--- Provided data ---
++++++++++++++++++++
PR #7400, opened 2024-08-19
Update to LS RR d32d509 - Fix LS config check

RM-FM:
This LS RR version fixes an issue with `liquidsoap --check` and stdin used by Azuracast config builder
++++++++++++++++++++
--- Task to carry out ---
Repeat the data above in full, word for word.

--- Response to this exercise ---
PR #7400, opened 2024-08-19
Update to LS RR d32d509 - Fix LS config check

RM-FM:
This LS RR version fixes an issue with `liquidsoap --check` and stdin used by Azuracast config builder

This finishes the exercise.